The problem: In the entries that follow, how many lines include the string "logs"? The answer is the number only.

** Opening Entries shown block **

PR #11837, opened 2026-03-27
feat(velox): Support RESPECT NULLS for collect_list/collect_set

yaooqinn:

Add `ignoreNulls` parameter to `VeloxCollectList`/`VeloxCollectSet` to support Spark's RESPECT NULLS syntax (SPARK-55256). When `ignoreNulls=false`, null elements are included in the collected array.

### Changes:
- **`VeloxCollectSet`/`VeloxCollectList`**: Accept `ignoreNulls` parameter (default `true` for backward compatibility).
- **`CollectRewriteRule`**: Propagates `ignoreNulls` from Spark's `CollectList`/`CollectSet` using reflection, making it backward-compatible with Spark versions that don't have `ignoreNulls`.

### Related:
- Velox PR: https://github.com/facebookincubator/velox/pull/16933 (collect_list RESPECT NULLS)
- Velox PR: https://github.com/facebookincubator/velox/pull/16416 (collect_set RESPECT NULLS, merged)
- Spark JIRA: SPARK-55256

## How was this patch tested?
CI validation. The default behavior (`ignoreNulls=true`) is unchanged, ensuring backward compatibility.

### DIFF
--- a/cpp/velox/substrait/SubstraitToVeloxPlan.cc
+++ b/cpp/velox/substrait/SubstraitToVeloxPlan.cc
@@ -284,14 +284,30 @@ std::string SubstraitToVeloxPlanConverter::toAggregationFunctionName(
         // The merge_extract function is registered without suffix.
         return functionName;
       }
-      // The merge_extract function must be registered with suffix based on result type.
-      functionName += ("_" + companionFunctionSuffix(resultType));
-      signatures = exec::getAggregateFunctionSignatures(functionName);
-      VELOX_CHECK(
-          signatures.has_value() && signatures.value().size() > 0,
+      // The merge_extract function must be registered with suffix based on
+      // result type. First try exact concrete type suffix.
+      auto suffixedName =
+          functionName + "_" + companionFunctionSuffix(resultType);
+      signatures = exec::getAggregateFunctionSignatures(suffixedName);
+      if (signatures.has_value() && signatures.value().size() > 0) {
+        return suffixedName;
+      }
+      // When companion functions are registered with generic type variables
+      // (e.g., "collect_set_merge_extract_array_T"), look up companion
+      // function names from the aggregate function registry.
+      auto companionSigs = exec::getCompanionFunctionSignatures(baseName);
+      if (companionSigs.has_value()) {
+        for (const auto& entry : companionSigs->mergeExtract) {
+          auto entrySigs =
+              exec::getAggregateFunctionSignatures(entry.functionName);
+          if (entrySigs.has_value() && entrySigs.value().size() > 0) {
+            return entry.functionName;
+          }
+        }
+      }
+      VELOX_FAIL(
           "Cannot find function signature for {} in final aggregation step.",
-          functionName);
-      return functionName;
+          suffixedName);
     }
     case core::AggregationNode::Step::kIntermediate:
       suffix = "_merge";
--- a/backends-velox/src/main/scala/org/apache/gluten/expression/aggregate/VeloxCollect.scala
+++ b/backends-velox/src/main/scala/org/apache/gluten/expression/aggregate/VeloxCollect.scala
@@ -21,13 +21,13 @@ import org.apache.spark.sql.catalyst.expressions.aggregate.DeclarativeAggregate
 import org.apache.spark.sql.catalyst.trees.UnaryLike
 import org.apache.spark.sql.types.{ArrayType, DataType}
 
-abstract class VeloxCollect(child: Expression)
+abstract class VeloxCollect(child: Expression, val ignoreNulls: Boolean)
   extends DeclarativeAggregate
   with UnaryLike[Expression] {
 
   protected lazy val buffer: AttributeReference = AttributeReference("buffer", dataType)()
 
-  override def dataType: DataType = ArrayType(child.dataType, false)
+  override def dataType: DataType = ArrayType(child.dataType, !ignoreNulls)
 
   override def nullable: Boolean = false
 
@@ -35,12 +35,17 @@ abstract class VeloxCollect(child: Expression)
 
   override lazy val initialValues: Seq[Expression] = Seq(Literal.create(Array(), dataType))
 
-  override lazy val updateExpressions: Seq[Expression] = Seq(
-    If(
-      IsNull(child),
-      buffer,
-      Concat(Seq(buffer, CreateArray(Seq(child), useStringTypeWhenEmpty = false))))
-  )
+  override lazy val updateExpressions: Seq[Expression] = {
+    val append = if (ignoreNulls) {
+      If(
+        IsNull(child),
+        buffer,
+        Concat(Seq(buffer, CreateArray(Seq(child), useStringTypeWhenEmpty = false))))
+    } else {
+      Concat(Seq(buffer, CreateArray(Seq(child), useStringTypeWhenEmpty = false)))
+    }
+    Seq(append)
+  }
 
   override lazy val mergeExpressions: Seq[Expression] = Seq(
     Concat(Seq(buffer.left, buffer.right))
@@ -49,7 +54,8 @@ abstract class VeloxCollect(child: Expression)
   override def defaultResult: Option[Literal] = Option(Literal.create(Array(), dataType))
 }
 
-case class VeloxCollectSet(child: Expression) extends VeloxCollect(child) {
+case class VeloxCollectSet(child: Expression, override val ignoreNulls: Boolean = true)
+  extends VeloxCollect(child, ignoreNulls) {
 
   override lazy val evaluateExpression: Expression =
     ArrayDistinct(buffer)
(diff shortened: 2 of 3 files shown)


zhouyuan:
@yaooqinn thanks, could you please also verify on a new veox branch with patches for collect_list/set - in the current branch the collect_set commit is actually reverted https://github.com/IBM/velox/commits/dft-2026_03_24/

yaooqinn:
Attempted local verification with Velox patches (collect_set from upstream main + collect_list from PR #16933). The Velox native lib (libvelox.a) builds successfully with both patches. However, full Gluten build cannot complete locally due to pre-existing Scala version mismatch in cached Maven artifacts (unrelated to this PR).

The VeloxCollect changes are purely Scala/JVM-side (DeclarativeAggregate), so they're independent of the Velox native collect_set/collect_list functions. CI will provide the definitive verification.

@zhouyuan The native Velox patches for collect_set/collect_list add `Aggregate::setConstantInputs()` for the boolean ignoreNulls parameter, but since VeloxCollect uses Scala-based array operations, it doesn't need those native changes. The Gluten PR works with any Velox version.

zhouyuan:
@yaooqinn not really
the patch (https://github.com/facebookincubator/velox/pull/16416/changes ) changed the signature of collect_set functions, which requires a modification on substrait layer

I just made a test with your patch + velox changes, the spark unit tests are failing

https://github.com/apache/gluten/actions/runs/23652189825/job/68903134168?pr=11712

```
E20260327 15:24:19.552174  1769 Exceptions.h:87] Line: /work/cpp/velox/substrait/SubstraitToVeloxPlan.cc:290, Function:toAggregationFunctionName, Expression: signatures.has_value() && signatures.value().size() > 0 Cannot find function signature for collect_set_merge_extract_array_row_VARCHAR_BIGINT_BIGINT_endrow in final aggregation step., Source: RUNTIME, ErrorCode: INVALID_STATE
15:24:19.555 WARN org.apache.spark.sql.execution.GlutenFallbackReporter: Validation failed for plan: SortAggregate[QueryId=405], due to: 
 - Native validation failed: 
   |- Validation failed due to exception caught at file:SubstraitToVeloxPlanValidator.cc line:1450 function:validate, thrown from file:SubstraitToVeloxPlan.cc line:290 function:toAggregationFunctionName, reason:Cannot find function signature for collect_set_merge_extract_array_row_VARCHAR_BIGINT_BIGINT_endrow in final aggregation step.
```

yaooqinn:
## Root Cause Analysis

Thanks @zhouyuan for catching this! I traced the issue:

### What changed

**Before PR #16416**: `collect_set` had **1 signature** → `hasSameIntermediateTypesAcrossSignatures()` returns `false` → companion function registered as `collect_set_merge_extract` (no suffix).

**After PR #16416**: `collect_set` has **2 signatures** (1-arg + 2-arg with boolean), both with `intermediateType("array(T)")` → `hasSameIntermediateTypesAcrossSignatures()` returns `true` → companion function registered as `collect_set_merge_extract_array_T` (**with suffix**).

### The mismatch

Gluten's `SubstraitToVeloxPlan.cc::toAggregationFunctionName()` (line 280-294):
1. First tries `collect_set_merge_extract` → **not found** (was registered with suffix now)
2. Falls through, constructs suffix from concrete result type: `collect_set_merge_extract_array_row_VARCHAR_BIGINT_BIGINT_endrow`
3. Looks up that name → **not found** (registered as generic `collect_set_merge_extract_array_T`)
4. **Throws**: `Cannot find function signature`

### Fix options

1. **In Velox**: Ensure `hasSameIntermediateTypesAcrossSignatures` returns `false` by keeping companion functions registered without suffix. Could use `ignoreDuplicates` or separate registration for the 2-arg signature.
2. **In Gluten Substrait C++**: Update `toAggregationFunctionName` to try the generic (no-suffix) companion name via `getAggregateFunctionSignatures(baseName + "_merge_extract")` first with type resolution, similar to how Velox's own planner resolves generic companion functions.

I'll fix this in the Velox PR #16416 (or a follow-up) since the root cause is the signature change creating a suffix-based companion registration.

rui-mo:
@yaooqinn I assume we should adapt to the signature change in Gluten (see `toAggregationFunctionName` which intends to resolve the name incompatibility caused by `hasSameIntermediateTypesAcrossSignatures`) rather than making additional changes in Velox.

yaooqinn:
Pushed fix: Updated `SubstraitToVeloxPlan.cc::toAggregationFunctionName()` to handle generic-typed companion functions.

**Change**: After failing the concrete type suffix lookup (e.g., `collect_set_merge_extract_array_row_VARCHAR_...`), now falls back to `getCompanionFunctionSignatures(baseName)` API to discover the actual companion function names (e.g., `collect_set_merge_extract_array_T`).

The file compiles cleanly against the existing Velox EP. @zhouyuan could you verify with your test setup?

yaooqinn:
## Verified ✅

Tested locally against `IBM/velox` `dft-2026_03_24` branch (which reverts PR #16416). All collect_set/collect_list tests pass:

```
Tests run: 16, Failures: 0, Errors: 0, Skipped: 0
- test collect_set ✅
- test collect_set/collect_list with null ✅
- test fallback collect_set/collect_list with null (Offload, FallbackPartial, FallbackFinal, FallbackAll) ✅
- collect_list null inputs ✅
- test collect_list with ordering ✅
BUILD SUCCESS
```

The C++ Substrait fix (`toAggregationFunctionName` companion function fallback) compiles cleanly. It will handle both cases:
1. **Current IBM/velox** (without PR #16416): companion registered without suffix → found at first try
2. **Future with PR #16416**: companion registered with generic suffix → found via `getCompanionFunctionSignatures()` fallback

@zhouyuan

cpp/velox/substrait/SubstraitToVeloxPlan.cc
```diff
@@ -284,14 +284,30 @@ std::string SubstraitToVeloxPlanConverter::toAggregationFunctionName(
...
+      // When companion functions are registered with generic type variables
+      // (e.g., "collect_set_merge_extract_array_T"), look up companion
+      // function names from the aggregate function registry.
+      auto companionSigs = exec::getCompanionFunctionSignatures(baseName);
+      if (companionSigs.has_value()) {
+        for (const auto& entry : companionSigs->mergeExtract) {
+          auto entrySigs =
+              exec::getAggregateFunctionSignatures(entry.functionName);
+          if (entrySigs.has_value() && entrySigs.value().size() > 0) {
+            return entry.functionName;
```
rui-mo, line 304: When two merge-extract functions share the same intermediate type, this approach cannot guarantee that the correct function will be returned. We need to fix the `companionFunctionSuffix`, which needs to be fully compatible with Velox’s `std::string toSuffixString(const TypeSignature& type)` function. Currently, we are encountering fallback issue because Gluten appears to generate a function name that differs from the one Velox uses. It looks like Gluten is generating `collect_set_merge_extract_array_row_VARCHAR_BIGINT_BIGINT_endrow` while Velox uses `collect_set_merge_extract_array_T`.

rui-mo (commented):
Also consider adding test in https://github.com/apache/gluten/blob/main/backends-clickhouse/src/test/scala/org/apache/gluten/execution/GlutenFunctionValidateSuite.scala to ensure the two functions can be offloaded to native.

zhouyuan:
@yaooqinn thanks for the efforts, looks like dont not work:
https://github.com/apache/gluten/actions/runs/23664885562/job/68946268175?pr=11712

The IBM/velox dft-2026_03_24 actually reverted the collect_set patch, could you please have a try with this branch:
```
VELOX_REPO=https://github.com/zhouyuan/velox.git
VELOX_BRANCH=dft-2026_03_24
```

yaooqinn:
## Verified with `zhouyuan/velox` `dft-2026_03_24` ✅

Found and fixed a **bug in Velox PR #16416**: `ignoreNulls_` default was `false` (RESPECT NULLS) instead of `true` (IGNORE NULLS). When native collect_set uses the 1-arg signature (no boolean constant), `setConstantInputs` doesn't set the flag, so it defaults to including nulls — breaking backward compatibility.

**Fix**: `bool ignoreNulls_{false}` → `bool ignoreNulls_{true}` in `CollectSetAggregate.cpp:218`

After this fix, all 16 tests pass:
```
- test collect_set ✅
- test collect_set/collect_list with null ✅
- test fallback collect_set/collect_list with null (4 variants) ✅
- collect_list null inputs ✅
- test collect_list with ordering ✅
BUILD SUCCESS (01:47 min)
```

I'll send a follow-up fix to Velox upstream for this default value bug.

@zhouyuan

zhouyuan:
@yaooqinn @rui-mo to make the rebase work I have included this patch in https://github.com/apache/gluten/pull/11891
CI is passing now, please followup if any further patches required

yaooqinn:
Closing this — it's been sitting since April with merge conflicts, and I'm not in a position to drive it forward right now. Happy to reopen later if needed, or someone else is welcome to pick up the work.

Thanks @rui-mo for the earlier review.

PR #11838, opened 2026-03-27
[MINOR] Expose Gluten and component build information to SparkConf

jiangjiangtian:
Currently, Gluten build information is not injected into the Spark configuration, which causes difficulties in certain troubleshooting and tracking scenarios. For example:
1. To find out which specific Git revision a job is running on, we have to grep the driver's syslog. Since driver logs are deleted much earlier than Spark History logs, this information becomes unavailable once the syslog is purged.
2. We have a tracking table that stores all configs of our running jobs. Without the build metadata in the config, it's hard to tell when a job starts running on a newer version of Gluten.
Therefore, this PR sets the Gluten build information as part of the Spark configurations. With this change, we can simply check the build revision by looking at the Spark UI:
image


philo-he (approved):
Looks good. Thanks.

Issue #11849, opened 2026-03-30
[CH] var_samp returns NaN instead of NULL when effective row count < 2


exmy:
### Backend

CH (ClickHouse)

### Bug description

select var_samp(id) from range(1);
     select covar_samp(id, id) from range(1);

    Expected NULL

    Actual NaN

### Spark version

None

### Relevant logs

```bash

```

PR #11850, opened 2026-03-30
[GLUTEN-11849][CH] Fix diff for var_samp returns NaN instead of NULL when effective row count < 2

exmy:
Fix diff for var_samp returns NaN instead of NULL when effective row count < 2

## How was this patch tested?
Add ut

co-authored with copilot cli

Related issue: #11849


zzcclp:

** Closing Entries shown block **

Written solution: 2